Dieser Weg geht also nicht. Sie reden über zusätzliche Ausgaben, äußern sich aber nicht zur Frage der zusätzlichen Einnahmen. Deshalb bleibe ich dabei. Herr Rüttgers hat sich für das Durchgriffsrecht ausgesprochen. Was heißt denn das? Das heißt doch nichts anderes, als dass diejenigen, die sich ein Leben lang etwas angespart haben, ein Häuschen haben, wie dies in einem Flächenland wie Rheinland-Pfalz häufig der Fall ist, für ein arbeitsloses Kind voll haften. Sie bekämen gar nichts, solange bei den Eltern noch etwas zu holen ist. Umgekehrt gelte das natürlich auch für die Kinder. Halten Sie das für gerecht? Das wollen Sie uns als Angebot der Gerechtigkeit verkaufen?
Jetzt kommen Sie nicht mit Ihrem Antrag. Sie weichen den Dingen aus. Herr Baldauf verweist dann auf den Antrag. Das ist aber gerade das Dramatische an diesem Antrag, dass es nirgendwo steht, weil Sie den wichtigen Fragen ausweichen und nur den Leuten ein X für ein U vormachen wollen.
So geht das nicht. Das lassen wir Ihnen nicht durchgehen. Sie erzählen den Leuten, was schön ist, und sprechen die anderen Dinge nicht an. Sie muten ernsthaft einem Landesparlament zu, einen solchen Antrag verabschieden zu sollen, der zum völligen Ruin der Sozialversicherung führen würde oder der dazu führt, dass wir diese Eingriffe bei Familien mit Kindern ein Leben lang hätten. Überlegen Sie sich einmal, was Sie damit der Menschheit zumuten wollen. Das ist keinen parteipolitischen Taktikzug wert, meine Damen und Herren.
Ich will im Übrigen auf einen Irrtum hinweisen dürfen. Es ist schlicht falsch, dass 55-Jährige und Ältere nur ein Jahr Arbeitslosengeld I bekommen. Das ist schlicht
falsch. Richtig ist, dass sie 18 Monate lang Arbeitslosengeld I bekommen, wenn sie 36 Monate Beiträge gezahlt haben. Wenn sie keine 36 Monate eingezahlt haben, bekommen sie 15 Monate lang das Geld. Was Sie den Leuten jetzt versprechen, macht also keinen großen Unterschied mehr aus.
Ich rege mich aber darüber auf, weil es dennoch 1,2 Milliarden Euro kostet.

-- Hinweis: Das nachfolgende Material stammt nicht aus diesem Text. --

PR #2854, opened 2023-07-28
Remove non-user-facing release notes about pip pin

deepyaman:
## Description

Super minor, but checking the change, I don't think there's anything user-facing here? As in, it's a change on the CI.

## Checklist


merelcht:
I think it would be useful to have it in the release notes for our own reference, so we know exactly when it was introduced. But you're right that it's not user facing, so perhaps it shouldn't be there.. I'm fine with either.

astrojuanlu (approved):
I'm leaning more towards keeping the changelog for user-facing changes, so I'm +1 on this PR. We can always do a `git blame` for internal stuff.

deepyaman:
> I think it would be useful to have it in the release notes for our own reference, so we know exactly when it was introduced. But you're right that it's not user facing, so perhaps it shouldn't be there.. I'm fine with either.

@merelcht I'm aligned with what @astrojuanlu said; since users read the release notes (hopefully), we should avoid things that are dev-only/won't necessarily mean anything to them, and use other tools for tracking those changes.

If you're fine either way, do you mind approving? :)

merelcht (approved):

Dies ist aber nicht gedeckt. Sie versuchen, bei den Leuten Stimmung zu machen, Stimmung auf die Parteibühnen zu lenken und dabei den Menschen die Wahrheit zu verschweigen. Solange Sie solche Versuche unternehmen, wird das nicht ohne meinen Widerspruch bleiben. Das sage ich Ihnen.
Frau Präsidentin, meine sehr geehrten Damen und Herren! Das „Auf sie mit Gebrüll“ nach Franz Müntefering haben Sie gut hinbekommen, Herr Beck.